PR #73, opened 2020-07-30
Edit functions for wrapper classes

EmmaWenzel:
Every time get or set property is called, change that to use the user or game class wrappers (plus a few extra changes to fix bugs) and add get/set for the lastAwardedUploadPoints property.


src/main/java/com/google/sps/utils/GameUtils.java
```diff
@@ -42,32 +43,32 @@ public static Entity createGameEntity(String gameName, DatastoreService datastor
...
-    Entity entity = null;
     try{
-      entity = datastore.get(gameKey);
+      gameEntity = datastore.get(gameKey);
 
       String key = KeyFactory.keyToString(gameKey);
-      entity.setProperty("gameId", key);
-      datastore.put(entity);
+      game.setGameId(key);
+      datastore.put(gameEntity);
```
colemanliyah, line 65: You should try to have online one, max two, lines of code in a try block

colemanliyah: Also aren't we putting try catch blocks that test for null in the test classes?

src/main/java/com/google/sps/utils/UserUtils.java
```diff
@@ -163,20 +165,22 @@ public static boolean addBlobKey(String blobKey, Entity userEntity, DatastoreSer
...
   /**
     adds a specified number of points to the user's points
   */
   public static void addPoints(Entity userEntity, int numPoints, DatastoreService datastore){
+    User user = new User(userEntity);
+
     try {
-      userEntity.setProperty("score", ((Number) userEntity.getProperty("score")).intValue() + numPoints);
+      user.setScore(user.getScore() + numPoints);
     } catch (NullPointerException e) {
```
colemanliyah, line 182: Same question as above with the null catches

src/main/java/com/google/sps/utils/UserUtils.java
```diff
@@ -206,10 +210,10 @@ public static void addPoints(Entity userEntity, int numPoints, DatastoreService
   public static void addUploadPoints(Entity userEntity, DatastoreService datastore){
 
     QuizTimingPropertiesUtils utils = new QuizTimingPropertiesUtils();
-    if(userEntity.getProperty("lastAwardedUploadPoints") == null || utils.isTimestampOutdated((long) userEntity.getProperty("lastAwardedUploadPoints"))){
+    User user = new User(userEntity);
+    if(user.getLastAwardedUploadPoints() == 0L || utils.isTimestampOutdated(user.getLastAwardedUploadPoints())){
```
colemanliyah, line 214: So for QuizTimePropertiesUtils you shouldn't have to create an instance of it because all the methods are static.

src/main/java/com/google/sps/utils/GameUtils.java
EmmaWenzel: I have this one here because this is where the potential null would be created (as opposed to be created elsewhere and passed in), so I'm checking for it here

src/main/java/com/google/sps/utils/UserUtils.java
EmmaWenzel: Same issue as above ^ if it's the first time the user is getting points, getScore throws a null pointer exception, but we still want to add points so that's what the catch block is for

src/main/java/com/google/sps/utils/UserUtils.java
EmmaWenzel: Okay cool, that's changed

src/main/java/com/google/sps/utils/GameUtils.java
colemanliyah: Okay but can we still reduce it to be only one-two lines in the try block?

EmmaWenzel: Done, sorry!

src/main/java/com/google/plantasy/utils/Game.java
```diff
@@ -8,7 +8,7 @@
     private Entity entity;
 
     public Game(Entity game_entity) {
-        if (game_entity.getKind().equals(GAME_KIND)) {
+        if (!(game_entity.getKind().equals(GAME_KIND))) {
```
devonwasson, line 11: You shouldn't need the extra set of (), just the ! should sufice.

src/main/java/com/google/plantasy/utils/GameUtils.java
```diff
@@ -42,32 +43,31 @@ public static Entity createGameEntity(String gameName, DatastoreService datastor
...
     }catch(EntityNotFoundException e){
       log.severe("EntityNotFoundException; game entity not found when adding game id in create game");
       return null;
     }
+    String key = KeyFactory.keyToString(gameKey);
+    game.setGameId(key);
+    datastore.put(gameEntity);
  
-    return entity;
+    return gameEntity;
```
devonwasson, line 70: considering we have a nice wrapper class around game entity now, we should maybe return the Game rather than the Entity. and if we really want to return an entity, we should be calling game.GetGameEntity() instead

src/main/java/com/google/plantasy/utils/GameUtils.java
```diff
@@ -42,32 +43,31 @@ public static Entity createGameEntity(String gameName, DatastoreService datastor
...
 
     // getting the game id for the game id property
-    Entity entity = null;
     try{
-      entity = datastore.get(gameKey);
-
-      String key = KeyFactory.keyToString(gameKey);
-      entity.setProperty("gameId", key);
-      datastore.put(entity);
+      gameEntity = datastore.get(gameKey);
```
devonwasson, line 61: I'm a bit confused... why do we need to do this? It looks like we only get the entity just to put it back into the datastore on line 68. Do we need to get it at all?

src/main/java/com/google/plantasy/utils/GameUtils.java
```diff
@@ -86,16 +86,17 @@ public static boolean addUserToGame(String userId, Entity gameEntity, DatastoreS
...
         return false;
     }
+
+    Game game = new Game(gameEntity);
  
-    ArrayList<String> userIds = (ArrayList<String>) gameEntity.getProperty("userIds");
+    ArrayList<String> userIds = game.getUserIds();
     if(userIds == null){
       userIds = new ArrayList<String>();
+      game.setUserIds(userIds);
```
devonwasson, line 95: We set the user Ids but we don't update the datastore, so if the server gets refreshed or if we try to reference this again, we'll lose that data. We can call game.GetGameEntity() below and do datastore.put() with that as the param.

src/main/java/com/google/plantasy/utils/UserUtils.java
```diff
@@ -54,13 +54,15 @@ public static Entity initializeUser(String userId, String name, String sessionID
...
         long initialTime = 0L;
+        long initialUploadPoints = 0L;
         Entity userEntity = new Entity("user");
         userEntity.setProperty("username",name);
         userEntity.setProperty("userID",userId);
         userEntity.setProperty("quiz_timing",initialTime);
         userEntity.setProperty("gameId", "");
         userEntity.setProperty("blobKey", null);
         userEntity.setProperty("score", initialScore);
+        userEntity.setProperty("lastAwardedUploadPoints", initialUploadPoints);
```
devonwasson, line 65: we should be able to combine lines 57 and 65. It's good for number to be named if we plan on using them anywhere else but, considering the initial points will likely never change or be used anywhere else, we're fine to just hard code 0L on line 65. (this also applies to initial score and initial time.

src/main/java/com/google/plantasy/utils/UserUtils.java
```diff
@@ -138,9 +140,9 @@ public static boolean addGameToUser(Entity userEntity, DatastoreService datastor
         log.severe("found empty gameId trying to add game to user " + (String) userEntity.getProperty("userID"));
         return false;
     }
- 
-    userEntity.setProperty("gameId", gameId);
-    datastore.put(userEntity);
+
+    User user = new User(userEntity);
+    user.setGame(gameId);
```
devonwasson, line 145: don't we still want to do a datastore.put()?

src/main/java/com/google/plantasy/utils/UserUtils.java
```diff
@@ -163,20 +165,22 @@ public static boolean addBlobKey(String blobKey, Entity userEntity, DatastoreSer
         return false;
     }
     
-    userEntity.setProperty("blobKey", blobKey);
-    datastore.put(userEntity);
- 
+    User user = new User(userEntity);
+    user.setBlobKey(blobKey);
```
devonwasson, line 169: don't we still want to do a datastore.put()?

src/main/java/com/google/plantasy/utils/UserUtils.java
```diff
@@ -163,20 +165,22 @@ public static boolean addBlobKey(String blobKey, Entity userEntity, DatastoreSer
...
+    User user = new User(userEntity);
+
     try {
-      userEntity.setProperty("score", ((Number) userEntity.getProperty("score")).intValue() + numPoints);
+      user.setScore(user.getScore() + numPoints);
     } catch (NullPointerException e) {
-      userEntity.setProperty("score", numPoints);                
+      user.setScore(numPoints);                
     }
     datastore.put(userEntity);
```
devonwasson, line 185: I think this needs to be changed from     datastore.put(userEntity);	to     datastore.put(user.GetUserEntity());	

Might want to check anywhere else we do datastore.put and make sure we're using the wrapper class and not the old entity.

src/main/java/com/google/plantasy/utils/UserUtils.java
```diff
@@ -205,11 +209,10 @@ public static void addPoints(Entity userEntity, int numPoints, DatastoreService
...
 
-    QuizTimingPropertiesUtils utils = new QuizTimingPropertiesUtils();
-    if(userEntity.getProperty("lastAwardedUploadPoints") == null || utils.isTimestampOutdated((long) userEntity.getProperty("lastAwardedUploadPoints"))){
+    User user = new User(userEntity);
+    if(user.getLastAwardedUploadPoints() == 0L || QuizTimingPropertiesUtils.isTimestampOutdated(user.getLastAwardedUploadPoints())){
         addPoints(userEntity, ADDED_POINTS, datastore);
-        userEntity.setProperty("lastAwardedUploadPoints", System.currentTimeMillis());
-        datastore.put(userEntity);
+        user.setLastAwardedUploadPoints(System.currentTimeMillis());
     }
```
devonwasson, line 216: don't we still want to do a datastore.put()?

src/main/java/com/google/plantasy/utils/UserUtils.java
```diff
@@ -163,20 +165,22 @@ public static boolean addBlobKey(String blobKey, Entity userEntity, DatastoreSer
...
+    User user = new User(userEntity);
+    user.setBlobKey(blobKey);
+
     return true; 
   }
  
   /**
     adds a specified number of points to the user's points
   */
   public static void addPoints(Entity userEntity, int numPoints, DatastoreService datastore){
```
devonwasson, line 177: AddPoints() should be changed to take in a User and not a UserEntity (this means modifying line 214 in this file to pass user and not userEntity.)

src/main/java/com/google/plantasy/utils/Game.java
EmmaWenzel: Got it, those are gone.

src/main/java/com/google/plantasy/utils/GameUtils.java
EmmaWenzel: That's done in all the places where an entity is updated.

src/main/java/com/google/plantasy/utils/GameUtils.java
EmmaWenzel: You're right, I took that out.

src/main/java/com/google/plantasy/utils/UserUtils.java
EmmaWenzel: Okay, combined those lines.

src/main/java/com/google/plantasy/utils/UserUtils.java
EmmaWenzel: Got it, that's done in all the places with datastore.put()

src/main/java/com/google/plantasy/utils/UserUtils.java
EmmaWenzel: Okay, that's done and changed a few places where it's called to match that

src/main/java/com/google/plantasy/utils/GameUtils.java
EmmaWenzel: Okay, that's done too + some changed places where that is called.

src/main/java/com/google/plantasy/utils/GameUtils.java
```diff
@@ -31,7 +31,7 @@
   /**
   * Creates a game entity and returns the entity if successful
   */
-  public static Entity createGameEntity(String gameName, DatastoreService datastore) {
+  public static Game createGameEntity(String gameName, DatastoreService datastore) {
```
devonwasson, line 34: This should be renamed to just createGame() considering we're no longer returning an entity. (I'm not sure if any other methods are now similarly misnamed but if any are, they should be fixed as well)

src/main/java/com/google/plantasy/utils/GameUtils.java
```diff
@@ -54,20 +54,13 @@ public static Entity createGameEntity(String gameName, DatastoreService datastor
     game.setQuizQuestion(quizQuestion);
     game.setQuizTimestamp(quiz_timestamp);
 
-    datastore.put(gameEntity);
+    datastore.put(game.getGameEntity());
```
devonwasson, line 57: We can remove this put as it's the same as the put on line 61

EmmaWenzel: Without this put I get an incomplete key error; I don't think the entity key is created until it is placed in datastore.

devonwasson: okay okay I see. 

So one quick thing, maybe move line 50 to be closer to line 59 because that's the first place we use that value. 

The other thing is... do we even need the gameId field? If the gameId == gameEntity.getKey then we can always get the game id by getting the key. That way, we don't have a redundant field in the datastore. 

We can still have a method in our Game wrapper class called getGameId() but it'll just return the keyToString(entity.getKey())

EmmaWenzel: Sounds good, this is out of scope for this pr but I'll follow up with another pr editing getGameId()

src/main/java/com/google/plantasy/utils/GameUtils.java
```diff
@@ -63,16 +62,6 @@ public static boolean addUserToGame(String userId, Entity gameEntity, DatastoreS
...
-    if(gameEntity == null){
-        log.severe("found null game entity trying to user "+ userId +" to game");
-        return false;
-    }
-    if(datastore == null){
-        log.severe("found null datastore trying to game to user " + userId);
-        return false;
-    }
-
-    Game game = new Game(gameEntity);
```
devonwasson: Does this run without this line (Game game = ...) ? We call game on line 69 but I don't think we define game in this function otherwise.

EmmaWenzel: I think I reverted some changes I shouldn't have thanks for catching that it all compiles and passes now.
= = =
*INSTRUCTIONS TO FOLLOW:* Within the entries, how many lines contain the word "colemanliyah"? Answer with a number alone.

*RESPONSE:* 5